Likewise, a work of literature would not make sense if it were taken simply as a collection of words to which rules could be applied in order to understand it. It has to been seen and understood in relation to other works.

In concrete, language is composed of all the individual acts of speech which make it up, as they actually are. Words have meanings only in the actual context in which they occur, and this is what is significant about them. The meanings of words are as varied as the different contexts in which they are used.

This non-identity of language explains how language can be in its state of continual, if often imperceptible, change. The langue which Saussure proposes is only an abstraction against which this change can be perceived. Were it the reality of language, language-change could not take place.


The critique of this untenable supposition of the absolute identity of words led to the collapse of structuralism in the late '60s and early '70s. Perhaps the most popular school which criticised structuralism along these lines was post-structuralism.

The theoreticians of this school, however, soon ran aground by in effect absolutising non-identity. Instability of meaning became everything and its stability nothing.

This left them in a contradictory position from which none could offer an escape. With the destruction of meaning, their own theories became meaningless along with all else.

Volosinov's critique of structuralist linguistics does not slide into irrationalism, as does the post-structuralist critique. Neither identity nor non-identity are absolutised: "The meaning of a word is determined entirely by its context ... [but] the word does not cease to be a single entity; it does not, so to speak, break into as many meanings as there are contexts for its usage."

The question "What is the time?" has a different meaning every time it is used. None the less, it plainly has something about it which is common to every usage of it.

Volosinov's approach is through the introduction of a distinction between what he terms theme and what he terms meaning.
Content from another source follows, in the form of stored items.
PR #312, opened 2018-04-27
[WIP] Make ir::ExternalName::LibCall work with cretonne-modules

pchickey:
Right now this PR is a sketch describing how LibCalls should be represented as FuncId, and the lines of responsibilities between Modules and Backends.

I really am just guessing on most of this.

Based on top of #307

### DIFF
--- a/lib/codegen/src/ir/libcall.rs
+++ b/lib/codegen/src/ir/libcall.rs
@@ -103,6 +103,50 @@ impl LibCall {
             _ => return None,
         })
     }
+
+    /// The `LibCall` enum can be converted to an integer representation using the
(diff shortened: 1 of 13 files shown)


sunfishcode:
That's a good idea, but I think we can look at this inside-out too.

The main source of `ExternalName::LibCall`s is codegen. So the main place they show up in the Module code is in the `RelocSink`'s `reloc_external`. For faerie, what `reloc_external` needs to do with a `LibCall` is map it to a string, for example map `LibCall::CeilF32` to "ceilf", so that it can declare a function with that name to faerie and then use it.

If we just do that, then frontends using the Module library wouldn't be able to reference `LibCall` names directly, but I that might be ok. We generally want frontends using instructions like `ceil` rather than calling the libcalls themselves.

PR #316, opened 2018-04-30
Get simplejit building in Windows

jonathandturner:
Wasn't able to test this yet, but it should at least unblock building Cretonne in Windows.


sunfishcode:
Thanks for the patch! It turns out that this overlaps with https://github.com/cretonne/cretonne/pull/316, which was also recently opened. I'm considering waiting for #316 here, even though it's a larger patch, because it seems Cretonne won't really be meaningfully usable on Windows until the calling convention part of #316 is ready too. Does that make sense?

jonathandturner:
Totally.  No problem 😄

Issue #292, opened 2018-03-29
Document that i8 and i16 arithmetic support is incomplete


sunfishcode:
Because WebAssembly doesn't need them, support for i8 and i16 arithmetic is fairly incomplete, leading to bugs like https://github.com/Cretonne/cretonne/issues/176. For now, we should add a notice to the documentation advising users this.

sunfishcode:
This is fixed in #299 and #320.

PR #320, opened 2018-05-02
document that low bitsize integers don't have complete arithmetic support

TyOverby:
I couldn't figure out how to get docs on the arithmetic functions, but I got it on the type!

### DIFF
--- a/lib/codegen/meta/cdsl/types.py
+++ b/lib/codegen/meta/cdsl/types.py
@@ -202,11 +202,12 @@ class IntType(LaneType):
         assert bits > 0, 'IntType must have positive number of bits'
         warning = ""
         if bits < 32:
-            warning = "WARNING: arithmetic on {}-bit integers is incomplete".format(bits)
+            warning += "\nWARNING: "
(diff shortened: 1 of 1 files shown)


TyOverby:
closes https://github.com/cretonne/cretonne/issues/292

TyOverby:
Gaah, I really should add that to my global git ignore.  Thanks @phase!

sunfishcode:
#292 was fixed by #299, which it seems didn't get closed, however your patch here also adds text on the same lines as the types, which seems nice to have in addition, so I think it'd be good to merge too.

Could you update this PR to remove the spurious file, and fix the 80-column line so that pyflake is happy? Thanks!

TyOverby:
Done (I think)

sunfishcode:
These new failures are due to changes on the CI machine; see https://github.com/cretonne/cretonne/issues/323 for details. https://github.com/cretonne/cretonne/pull/321 should land with a fix soon.

sunfishcode:
Looks good; thanks!

PR #321, opened 2018-05-02
cretonne-faerie: add a translation mechanism for LibCalls

pchickey:
Exposes a new field `libcall_names: Vec<String>` in `FaerieBuilder`, and a new method `FaerieBuilder::default_libcall_names` to provide sensible default values for those libcalls.

The `FaerieTrapSink` looks up any libcall in the names provided, imports that function, and makes a link to it, instead of panicking on encountering a libcall.

### DIFF
--- a/lib/faerie/src/backend.rs
+++ b/lib/faerie/src/backend.rs
@@ -42,6 +42,11 @@ impl FaerieBuilder {
     ///
     /// `collect_traps` setting determines whether trap information is collected in a
     /// `FaerieTrapManifest` available in the `FaerieProduct`.
+    ///
+    /// `libcall_names` vector provides a way to translate `cretonne_codegen`'s `ir::LibCall` enum
+    /// to symbols. LibCalls are inserted in the IR as part of the legalization for certain
+    /// floating point instructions, and for stack probes. If you don't know what to use for this
+    /// argument, use `FaerieBuilder::default_libcall_names()`.
     pub fn new(
         isa: Box<TargetIsa>,
         name: String,
@@ -82,7 +87,6 @@ impl FaerieBuilder {
             "round".to_owned(),
         ]
     }
-
 }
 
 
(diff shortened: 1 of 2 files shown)


lib/faerie/src/backend.rs
```diff
@@ -59,8 +66,49 @@ impl FaerieBuilder {
...
             collect_traps,
+            libcall_names,
         })
     }
+
+    /// A default set of names for `ir::LibCall`. Indexed by `ir::LibCall` cast to an integer
+    /// representation. A function by this name is imported into the object as part of the
+    /// translation of a `ir::ExternalName::LibCall` variant. Calls to a LibCall should only be
+    /// inserted into the IR by the `cretonne_codegen` legalizer pass.
+    pub fn default_libcall_names() -> Vec<String> {
```
sunfishcode: I know using an array was my suggestion, but looking at it here, I'm worried that it's somewhat fragile, if we ever reorder the libcalls. Would you mind going with your idea, to pass in a closure, instead?

lib/faerie/src/backend.rs
```diff
@@ -59,8 +66,49 @@ impl FaerieBuilder {
...
+        vec![
+            "__cretonne_probestack".to_owned(),
+            "ceilf".to_owned(),
+            "ceil".to_owned(),
+            "floorf".to_owned(),
+            "floor".to_owned(),
+            "truncf".to_owned(),
+            "trunc".to_owned(),
+            "roundf".to_owned(),
+            "round".to_owned(),
```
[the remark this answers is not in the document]
pchickey: Thanks, I didn't know that.

lib/faerie/src/backend.rs
pchickey: I made this change. Its the first time I dealt with closure lifetimes like this so I'm not 100% sure I got it right, please let me know.

pchickey:
The installation of `mypy` was pinned to version 0.521. The latest version, 0.600, encounters a bunch of errors at the moment. Detailed in bug #323

lib/faerie/src/backend.rs
```diff
@@ -59,16 +70,36 @@ impl FaerieBuilder {
...
+        Box::new(move |libcall| match libcall {
+            ir::LibCall::Probestack => "__cretonne_probestack".to_owned(),
+            ir::LibCall::CeilF32 => "ceilf".to_owned(),
+            ir::LibCall::CeilF64 => "ceil".to_owned(),
+            ir::LibCall::FloorF32 => "floorf".to_owned(),
+            ir::LibCall::FloorF64 => "floor".to_owned(),
+            ir::LibCall::TruncF32 => "truncf".to_owned(),
+            ir::LibCall::TruncF64 => "trunc".to_owned(),
+            ir::LibCall::NearestF32 => "nearbyint".to_owned(),
+            ir::LibCall::NearestF64 => "nearbyintf".to_owned(),
```
sunfishcode: Thanks for making this change. As we get more experience with this, it may want to evolve, but this looks good for now.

The aspect of language which is different each time it is used is its theme, while meaning denotes the elements of language which are self-identical and unchanging in every instance. As he pointed out in his discussion of Saussure, meanings are therefore abstractions; they do not have any concrete, autonomous existence. But meaning still forms the apparatus through which a theme can be implemented.

These two aspects are inextricably linked. The co-existence and interaction of identity and non-identity, the abstract and the concrete, must be a part of any coherent theory of language.

Volosinov offers a sound way out of some of the most fundamental problems to have plagued linguistics and philosophy. As a consequence, his book still proves to be the most illuminating study of the philosophy of language available, more than half a century after its original publication.